-- Opening Marker --

PR #254, opened 2019-12-17
Add XDG Base Directory support

### LINKED ISSUE #252: [Feature Request] XDG Base Directory Support
calcurse stores its files by default in `$HOME/.calcurse`.

It should store config files in `$XDG_CONFIG_HOME/calcurse` and its data files in `$XDG_DATA_HOME/calcurse` instead.

Defaults if not set:
- `XDG_CONFIG_HOME`: `"$HOME/.config"`
- `XDG_DATA_HOME`: `"$HOME/.local/share"`

Current workaround:
```shell
$ calcurse -C "$XDG_CONFIG_HOME/calcurse" -D "$XDG_DATA_HOME/calcurse"
```

Alternatively, keep `$HOME/.calcurse` as default but if `$HOME/.config/calcurse` or `$HOME/.local/share/calcurse` exist then use those instead.

Nitroretro:
This PR changes calcurse's default file structure from this:

```
$HOME/.calcurse/
          |___apts
          |___conf
          |___hooks/
          |___keys
          |___notes/
          |___todo
```

To this:
```
$XDG_DATA_HOME/calcurse/        $XDG_CONFIG_HOME/calcurse/
                  |___apts                          |___conf
                  |___notes/                        |___hooks/
                  |___todo                          |___keys
```

**Defaults:**
* `$XDG_DATA_HOME`: `$HOME/.local/share`
* `$XDG_CONFIG_HOME`: `$HOME/.config`

In addition, I have updated all documentation to reflect this change and have made `io_check_dir` create parent directories as well, like `mkdir -p`. This is because if `$HOME/.local/share` doesn't exist we have to make sure `$HOME/.local` is created as well.

If `$HOME/.calcurse` exists, then it will use the old file structure instead for backward compatibility.

I have also edited the `calcurse-caldav.py`, `calcurse-vdirsyncer` scripts and the `pre-load` hook to use the XDG directories, but **I haven't edited** the `post-save` and `post-sync` hooks since they require `apts`, `conf`, `keys` and `todo` to all be in the same directory. How should that be handled?

Fixes #252.

P.S: Thanks for calcurse, it's great :)

### DIFF
--- a/doc/calcurse.1.txt
+++ b/doc/calcurse.1.txt
@@ -95,7 +95,7 @@ subsections contain some general desriptions of command line options and usage.
 
 Input and Output Date Format
 ~~~~~~~~~~~~~~~~~~~~~~~~~~~~
-Many options require a 'date' argument, and query results per day are set apart 
+Many options require a 'date' argument, and query results per day are set apart
 by a leading 'date line'.
 
 The input format of 'date' options and the output format of 'date lines' are
@@ -143,19 +143,22 @@ are marked "('also interactively')".
 
 *-c* 'file', *--calendar* 'file'::
   ('also interactively') Specify the calendar file to use. The default
-  calendar is *~/.calcurse/apts* (see <<_files,FILES>>). If 'file' is not an
-  absolute path name, it is interpreted relative to the current working
-  directory. The option has precedence over *-D*.
+  calendar is *$XDG_DATA_HOME/apts* (*\~/.local/share/calcurse/apts*) or
+  *\~/.calcurse/apts* if *~/.calcurse* exists.  (see <<_files,FILES>>). If
+  'file' is not an absolute path name, it is interpreted relative to the current
+  working directory. The option has precedence over *-D*.
 
 *-C* 'dir', *--confdir* 'dir'::
   ('also interactively') Specify the configuration directory to use. If not
-  specified, the default directory is *~/.calcurse/*. See <<_files,FILES>> for
-  the interaction with *-D*.
+  specified, the default directory is *$XDG_CONFIG_HOME/calcurse/*
+  (*\~/.config/calcurse/*) or *~/.calcurse* if it exists.  See <<_files,FILES>>
+  for the interaction with *-D*.
 
 *-D* 'dir', *--datadir* 'dir'::
   ('also interactively') Specify the (data) directory to use. If not specified,
-  the default directory is *~/.calcurse/*.  See section <<_files,FILES>> for
-  the interaction with *-C*.
+  the default directory is *$XDG_DATA_HOME/calcurse*
+  (*\~/.local/share/calcurse/*) or *~/.calcurse* if it exists.  See section
+  <<_files,FILES>> for the interaction with *-C*.
 
 *-d* 'date|num', *--day* 'date|num'::
   Print appointments and events for the given date or given range of days,
@@ -622,14 +625,14 @@ The following structure is created by default in your home directory the
 first time calcurse is run without any options:
 
 ----
-$HOME/.calcurse/
-          |___apts
-          |___conf
-          |___hooks/
-          |___keys
-          |___notes/
-          |___todo
+$XDG_DATA_HOME/calcurse/        $XDG_CONFIG_HOME/calcurse/
+                  |___apts                          |___conf
+                  |___notes/                        |___hooks/
+                  |___todo                          |___keys
 ----
+
++$XDG_DATA_HOME+ defaults to +\~/.local/share+ and +$XDG_CONFIG_HOME+ defaults to
++~/.config+.
 
 The files are of two different kinds: data and configuration. The data files
 constitute the calcurse database and are independent of the calcurse release
@@ -661,14 +664,18 @@ scripts, see <<_hooks,Hooks>>.
 Directory configuration
 ~~~~~~~~~~~~~~~~~~~~~~~
 
-An alternative directory to the default +$HOME/.calcurse+ may be specified
-with the *-D* option.
+An alternative directory to the defaults +$XDG_DATA_HOME/calcurse+
+(+$HOME/.local/share/calcurse+) and +$XDG_CONFIG_HOME/calcurse+
+(+$HOME/.config/calcurse+) may be specified with the *-D* option.
 
 An alternative directory for the configuration files 'only' may be specified
 with the *-C* option; in that case data files are either in the default
 directory or in the directory specified by *-D*. If both *-D* and
 *-C* are present, configuration files in the data directory, if any, are
 ignored.
+
+If +$HOME/.calcurse+ exists, then it will be used as the default for both the
+data directory and the configuration directory.
 
 ----
 <datadir>      <confdir>
@@ -677,7 +684,10 @@ ignored.
      |__ todo      |___ keys
      |__ notes/    |___ hooks/
 
-default for both: $HOME/.calcurse/
+defaults:
+     <datadir>: $XDG_DATA_HOME/calcurse ($HOME/.local/share/calcurse)
+     <confdir>: $XDG_CONFIG_HOME/calcurse ($HOME/.config/calcurse)
+     both: $HOME/.calcurse (only if it exists)
 ----
 
 calcurse may switch between two configuration setups, but still access
@@ -686,15 +696,16 @@ the same data files e.g. with:
 ----
 $ calcurse
 
-$ calcurse -C "$HOME/.calcurse/config"
+$ calcurse -C "$HOME/.config/calcurse/config"
 ----
 
 Hooks
 ~~~~~
 
-Scripts placed in +$HOME/.calcurse/hooks/+ trigger actions at certain
-events. To enable a hook, add a script with one of the following names to this
-directory. Also make sure the script is executable.
+Scripts placed in +$XDG_CONFIG_HOME/calcurse/hooks/+
+(+$HOME/.config/calcurse/hooks+) trigger actions at certain events. To enable a
+hook, add a script with one of the following names to this directory. Also make
+sure the script is executable.
 
 *pre-load*::
   Executed before the data files are loaded.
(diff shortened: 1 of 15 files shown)


src/io.c
```diff
@@ -143,15 +143,35 @@ unsigned io_fprintln(const char *fname, const char *fmt, ...)
...
-		asprintf(&path_ddir, "%s%s", datadir, "/" DIR_NAME);
-	} else
+	char* home_dir = getenv("HOME");
+
+	if (!datadir)
+		if (home_dir) {
+			asprintf(&path_ddir, "%s%s", home_dir, "/" DIR_NAME_LEGACY);
+			if (!io_dir_exists(path_ddir)) {
+				if ((path_ddir = getenv("XDG_DATA_HOME")))
+					asprintf(&path_ddir, "%s%s", path_ddir, "/" DIR_NAME);
```
lfos: I think this creates a memory since you do not free the memory you allocated with the previous asprintf() call.

src/io.c
```diff
@@ -143,15 +143,35 @@ unsigned io_fprintln(const char *fname, const char *fmt, ...)
...
+				else
+					asprintf(&path_ddir, "%s%s", home_dir, "/.local/share/" DIR_NAME);
+			}
+		} else {
+			path_ddir = "./." DIR_NAME;
```
lfos: Is this safe? We assign allocated memory to `path_ddir` everywhere else.

src/io.c
```diff
@@ -143,15 +143,35 @@ unsigned io_fprintln(const char *fname, const char *fmt, ...)
...
+	else
 		asprintf(&path_ddir, "%s%s", datadir, "/");
 
 	if (!confdir)
-		asprintf(&path_cdir, "%s%s", path_ddir, "/");
+		if (home_dir) {
+			asprintf(&path_cdir, "%s%s", home_dir, "/" DIR_NAME_LEGACY);
+			if (!io_dir_exists(path_cdir)) {
+				if ((path_cdir = getenv("XDG_CONFIG_HOME")))
+					asprintf(&path_cdir, "%s%s", path_cdir, "/" DIR_NAME);
```
lfos: Potential memory leak. See above.

doc/calcurse.1.txt
```diff
@@ -143,19 +143,21 @@ are marked "('also interactively')".
...
+  (see <<_files,FILES>>).  If 'file' is not an absolute path name, it is
+  interpreted relative to the current working directory. The option has
+  precedence over *-D*.
 
 *-C* 'dir', *--confdir* 'dir'::
   ('also interactively') Specify the configuration directory to use. If not
-  specified, the default directory is *~/.calcurse/*. See <<_files,FILES>> for
-  the interaction with *-D*.
+  specified, the default directory is *$XDG_CONFIG_HOME/calcurse/*
+  (*~/.config/calcurse/*). See <<_files,FILES>> for the interaction with *-D*.
```
lfos: We should definitely mention that if `~/.calcurse/` exists, then it takes precedence over `~/.config/calcurse/`. Same goes for the other options. Also, while rebasing, it would be great if you could change the commit subjects to use imperative mood ("Change documentation to [...]").

src/io.c
```diff
@@ -162,16 +162,20 @@ void io_init(const char *cfile, const char *datadir, const char *confdir)
...
+			if (home_dir) {
+				asprintf(&path_cdir, "%s%s", home_dir, "/" DIR_NAME_LEGACY);
+				if (!io_dir_exists(path_cdir)) {
+					if ((path_cdir = getenv("XDG_CONFIG_HOME")))
+						asprintf(&path_cdir, "%s%s", path_cdir, "/" DIR_NAME);
+					else
+						asprintf(&path_cdir, "%s%s", home_dir, "/.config/" DIR_NAME);
+				}
+			} else {
+				path_cdir = "./." DIR_NAME;
```
lfos: Shouldn't this whole change be squashed into the first patch that touches io_init()? Also need to address memory leaks, as pointed out in my review of the other patch.

doc/calcurse.1.txt
```diff
@@ -624,10 +624,10 @@ The following structure is created by default in your home directory the
...
 
 ----
-$XDG_DATA_HOME/calcurse/    $XDG_CONFIG_HOME/calcurse/
-          |___apts                    |___conf
-          |___notes/                  |___hooks/
-          |___todo                    |___keys
+$XDG_DATA_HOME/calcurse/        $XDG_CONFIG_HOME/calcurse/
+                  |___apts                          |___conf
+                  |___notes/                        |___hooks/
+                  |___todo                          |___keys
```
lfos: This looks quite strange, at least in the GitHub source code review. Could you clarify why this is needed/better?

Nitroretro: It looks like the way it should for me in the GitHub source code review. The reason I added that was because I thought the vertical line should start from `calcurse` instead of the parent directory, like it does in the original one.

Nitroretro:
@lfos I believe everything should be good now, this was my first time programming in C and I didn't realize I had to free the memory, my bad.

lfos:
No worries. This is actually pretty good code, considering that it's your first time programming in C!

I made some very small changes (you forgot to remove an asprintf() call and some commit messages were way too long) and pushed the commits to `pu`.

Thanks again. Great job!

Nitroretro:
Oops, you're right. I remember deleting it but somehow I managed to put it back in. It's my first time programming in C, but I've dabbled a bit in C++ and I've been programming for a decent amount of time.

lfos:
It might be worthwhile adding some test cases to verify that the precedence of directories works as intended.

lhca:
I have now had an opportunity to read the updated man page and have some comments.

A major change is that data and configuration files are now _by default_ in two different directories. The previous default was one directory, and this directory could be changed with the "-D" option _alone_. This is no longer so. The "-D" option now changes only the data directory, but this is not reflected properly in the man page. The description of the "-D" option is inaccurate, and the first and second paragraphs of section 8.3, Directory configuration, are erroneous.

As a matter of fact, the changes to "-D" means that patch as a whole is not backwards compatible.

The man page has an `ENVIRONMENT` section. Doesn't `XDG_DATA_HOME` and `XDG_CONFIG_HOME` belong here with an explanation of their meaning, use and default values if not set? Mention of the default values everywhere (in parentheses) makes for heavy reading and is confusing. Refer to `ENVIRONMENT` instead.

The user home directory should be referred to as "$HOME" throughout and not sometimes as "~".

In the explanation of the "-c" option, "The default calendar is $XDG_DATA_HOME/apts ..." should be "The default calendar is $XDG_DATA_HOME/calcurse/apts ...".

In the `FILES` section, the phrase "in your home directory" should be left out.

lfos:
Thanks for the comments, Lars! I am not too convinced we need to mention `XDG_DATA_HOME` or `XDG_CONFIG_HOME` in the `ENVIRONMENT` section -- it's not a calcurse-specific environement variable and we also don't mention `HOME` there.

I agree with all you other comments, though, and the backwards-incompatible change of `-D` is something we should definitely address. I like the "new" behavior better but I think it might be an option that is used quite heavily, so we need to find a good solution that doesn't suddently break a lot of setups.

Nitroretro:
Thanks for the comments!

---

> The "-D" option now changes only the data directory, but this is not reflected properly in the man page.

The "-D" option still changes both the data and the configuration directories:

https://github.com/lfos/calcurse/blob/0754cbc9e03d9fabfaacd4d5e0649b48b77390e3/src/io.c#L170-L174

The `-C` option still takes priority, but if it's not specified then it will check if `-D` was specified and use that instead. I kept this behavior since we are aiming for backward compatibility.

---

> Mention of the default values everywhere (in parentheses) makes for heavy reading and is confusing. Refer to ENVIRONMENT instead.

I suggest we refer to `FILES` everywhere instead of specifying the default value and also mention `FILES` inside the `ENVIRONMENT` section (example: `See also section FILES.`). Referring to `ENVIRONMENT` would mean having to explain the default values twice, once in `FILES` and once in `ENVIRONMENT`, and I think `FILES` fits it better. The only time I've seen `XDG_CONFIG_HOME` or `XDG_DATA_HOME` being mentioned in environment was in `systemd(1)`.

---

> The user home directory should be referred to as "$HOME" throughout and not sometimes as "~".

I agree, this inconsistency existed before as well.

---

> In the explanation of the "-c" option, "The default calendar is $XDG_DATA_HOME/apts ..." should be "The default calendar is $XDG_DATA_HOME/calcurse/apts ...".
> In the FILES section, the phrase "in your home directory" should be left out.

You're right, nice catch!

---

Should I create a new pull request with these changes?

lhca:
I withdraw most of my criticism.

> > The "-D" option now changes only the data directory, but this is not reflected properly in the man page.
> 
> The "-D" option still changes both the data and the configuration directories:
> 
> The `-C` option still takes priority, but if it's not specified then it will check if `-D` was specified and use that instead. I kept this behavior since we are aiming for backward compatibility.

My apologies. I didn't read the code carefully enough. You have indeed managed backward compatibility. Nice work.

So with `-D` alone, data and configuration files are kept in one place as before and in contrast to the default. Admitted, the first paragraph of section 8.3 is accurate as it stands, but I think this point should be stressed explicitly.
 
> > Mention of the default values everywhere (in parentheses) makes for heavy reading and is confusing. Refer to ENVIRONMENT instead.
> 
> I suggest we refer to `FILES` everywhere instead of specifying the default value and also mention `FILES` inside the `ENVIRONMENT` section (example: `See also section FILES.`). Referring to `ENVIRONMENT` would mean having to explain the default values twice, once in `FILES` and once in `ENVIRONMENT`, and I think `FILES` fits it better. The only time I've seen `XDG_CONFIG_HOME` or `XDG_DATA_HOME` being mentioned in environment was in `systemd(1)`.

Yes, `FILES` is better.

lfos:
> Should I create a new pull request with these changes?

The patch series is still in `pu`, so I can squash any fixes into the original patches. Feel free to open a new PR. It would be nice to split fixes that should be added to separate commits.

-- Closing Marker --

> [Try it] Search the records line by line for the word "well" and copy every line where it appears.

> [Result]
In addition, I have updated all documentation to reflect this change and have made `io_check_dir` create parent directories as well, like `mkdir -p`. This is because if `$HOME/.local/share` doesn't exist we have to make sure `$HOME/.local` is created as well.
I agree, this inconsistency existed before as well.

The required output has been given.